Background: Opioids administered as bolus doses or continuous infusions are widely used by anesthesiologists worldwide for major and day care surgeries. Opioid-free anesthesia is a multimodal anesthesia and analgesia technique that does not use opioid drugs, thereby benefitting patients from opioid-related adverse effects. In this study, we compared the postoperative analgesic requirements of patients scheduled for elective laparoscopic cholecystectomy under opioid-free and opioid-based anesthesia.Methods: This study included 88 patients aged 18–60 years with American Society of Anesthesiologists physical status 1 and 2 who underwent elective laparoscopic cholecystectomy. Participants were randomly divided into two groups with forty-four participants in each group. The opioid-free anesthesia group was administered an intravenous bolus of ketamine and dexmedetomidine, whereas the opioid-based group was administered fentanyl with conventional general anesthesia. The primary outcome was to compare the total amount of fentanyl consumed by both groups during the 6 h postoperative period following extubation. Episodes of postoperative nausea and vomiting (PONV) and vital signs were noted throughout the postoperative period to analyze the secondary outcomes.Results: Both the groups had similar demographic characteristics. The opioid-free group required less postoperative analgesia within the first 2 h (61.4 ± 17.4 vs. 79.0 ± 19.4 of fentanyl, P < 0.001), which was statistically significant. However, fentanyl consumption was comparable between the groups at the sixth postoperative hour (opioid-free group 152 ± 28.2 vs. opioid group 164 ± 33.4, P = 0.061). Compared with 4.5% of the participants in the opioid-free group, 34% of those in the opioid-based group developed moderate PONV.Conclusions: The opioid-free anesthesia technique in patients undergoing laparoscopic cholecystectomy reduced the requirement of analgesia in the first two hours of the postoperative period and was associated with decreased PONV.
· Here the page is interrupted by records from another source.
PR #122, opened 2025-10-21
[NDH-304] Cleanly handle trailing slashes in Django paths

abachman-dsac:
## backend routing: Handle optional trailing slashes in our backend paths

[Jira Ticket NDH-304](https://jiraent.cms.gov/browse/NDH-304)

## Problem

We are annoyed by having to carefully type `/` onto the end of URLs we are using during development. 

We are also annoyed by having to carefully generate trailing slashes for all resource URLs in our API responses.

It would be nice if `localhost:8000/fhir` and `localhost:8000/fhir/` both went to the same place and it didn't break anything.

Our goal is that the following routing table would be accurate:

| path | view | 
| --- | --- | 
| `/fhir` | `"api-root"` |
| `/fhir/` | `"api-root"` |
| `/fhir/Endpoint` | `"fhir-endpoint-list"` |
| `/fhir/Endpoint/` | `"fhir-endpoint-list"` |
| `/fhir/Endpoint/12345` | `"fhir-endpoint-detail"` |
| `/fhir/Endpoint/12345/` | `"fhir-endpoint-detail"` |
| `/fhir/docs` | `"schema-swagger-ui"` |
| `/fhir/docs/` | `"schema-swagger-ui"` |
| `/` | `"provider_directory:index"` |
| `/whatever/npd/needs/` | `"provider_directory:index_with_path"` |

## Solution

Turns out to be a little tricky, but solvable.

There are a few situations conspiring to make this difficult for us. 

1. We use `include()` routing, like `path('fhir/, include('npdfhir.urls'))`, which is not amenable to regex paths with optional trailing slashes. 
2. We rely on a fall-through empty path matcher for the `rest_framework.DefaultRouter` "api-root" page.
3. We mounted other paths in addition to the `DefaultRouter` in the `npdfhir` app.
4. Django's `APPEND_SLASH`--which is enabled by default--does not work with nested url paths having optional trailing slashes.
5. Same with `rest_framework.DefaultRouter(trailing_slash=boolean)`

I added notes to `backend/app/urls.py` describing the challenges in a comment and added some new routing-specific tests to `backend/api/tests/test_routing.py` to ensure there is coverage on the setup.

The primary changes are: 

- extract our `rest_framework.DefaultRouter` implementation into its own module in `backend/npdfhir/router.py`
- implement a simple custom router wrapping `DefaultRouter` which accepts optional trailing slashes on all endpoints
- introduce a separate `path()` definition pointing requests to `/fhir` (no trailing slash) directly at the DefaultRouter api-root view

I also ran `ruff format` on the files I created or substantially updated.

## Result

Going forward, the backend application will be slightly more liberal in the paths it will accept while still routing correctly / in the way we expect it to. Existing routing for URLs already in the wild will be unaffected.

The application will continue to be particular in the routes it generates using Django's `reverse(...)` helper method.

- ✅ `/fhir/Endpoint` and `/fhir/Endpoint/` point to the same view  
- ✅ `reverse("fhir-endpoint-list")` always returns `"/fhir/Endpoint"`

## Test Plan

There are new tests in `backend/app/tests/`, they can be run alone with: 

```sh
python manage.py test app.tests
```

Or as part of the whole suite.

### DIFF
--- a/backend/app/settings.py
+++ b/backend/app/settings.py
@@ -84,6 +84,7 @@ CORS_ALLOW_ALL_ORIGINS = True
 CORS_ALLOWED_METHODS = ['GET']
 
 ROOT_URLCONF = 'app.urls'
+APPEND_SLASH = True # this is default, but we're making sure it's explicit
 
 TEMPLATES = [
     {
--- a/backend/app/tests/test_routing.py
+++ b/backend/app/tests/test_routing.py
@@ -1,0 +1,81 @@
+from django.urls import resolve, reverse
+from django.test import TestCase
+
+
+class ProviderDirectorySpaRouting(TestCase):
+    """
+    Ensure that provider_directory routing is agnostic to paths.
+    """
+
+    def test_homepage_url_resolves_to_correct_view(self):
+        resolver = resolve("/")
+        self.assertEqual(resolver.view_name, "provider_directory:index")
+        self.assertEqual(resolver.func.__name__, "index")
+
+    def test_detail_url_resolves_with_path(self):
+        resolver = resolve("/search/123/")
+        self.assertEqual(resolver.view_name, "provider_directory:index_with_path")
+        self.assertEqual(resolver.kwargs["path"], "search/123/")
+
+    def test_reverse_index_returns_path(self):
+        path = reverse("provider_directory:index")
+        self.assertEqual(path, "/")
+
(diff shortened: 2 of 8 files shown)


spopelka-dsac (approved):
Looks great to me and works well!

在接受腹腔镜胆囊切除术的患者中联合使用氯胺酮和右美托咪定进行无阿片麻醉:随机对照试验
背景:阿片类药物以栓剂或持续输注的方式被世界各地的麻醉医生广泛用于大型手术和日间护理手术。无阿片麻醉是一种不使用阿片类药物的多模式麻醉和镇痛技术,从而使患者免受阿片类药物相关不良反应的影响。在这项研究中,我们比较了计划在无阿片麻醉和阿片麻醉下进行择期腹腔镜胆囊切除术的患者的术后镇痛需求:本研究纳入了88名年龄在18-60岁之间、美国麻醉医师协会身体状况为1级和2级、接受择期腹腔镜胆囊切除术的患者。参与者被随机分为两组,每组 44 人。无阿片类药物麻醉组采用氯胺酮和右美托咪定静脉注射,而阿片类药物麻醉组采用芬太尼和常规全身麻醉。主要结果是比较两组在术后拔管后 6 小时内的芬太尼总用量。术后恶心和呕吐(PONV)发作情况和生命体征在整个术后期间均有记录,以分析次要结果:结果:两组患者的人口统计学特征相似。无阿片类药物组在术后 2 小时内所需的镇痛剂量较少(61.4 ± 17.4 对 79.0 ± 19.4,P < 0.001),这在统计学上有显著意义。不过,术后第六小时两组的芬太尼用量相当(无阿片组 152 ± 28.2 vs. 阿片组 164 ± 33.4,P = 0.061)。与无阿片组4.5%的参与者相比,阿片组34%的参与者出现了中度PONV:结论:在接受腹腔镜胆囊切除术的患者中,无阿片类药物麻醉技术减少了术后头两小时的镇痛需求,并降低了PONV。
本文章由计算机程序翻译,如有差异,请以英文原文为准。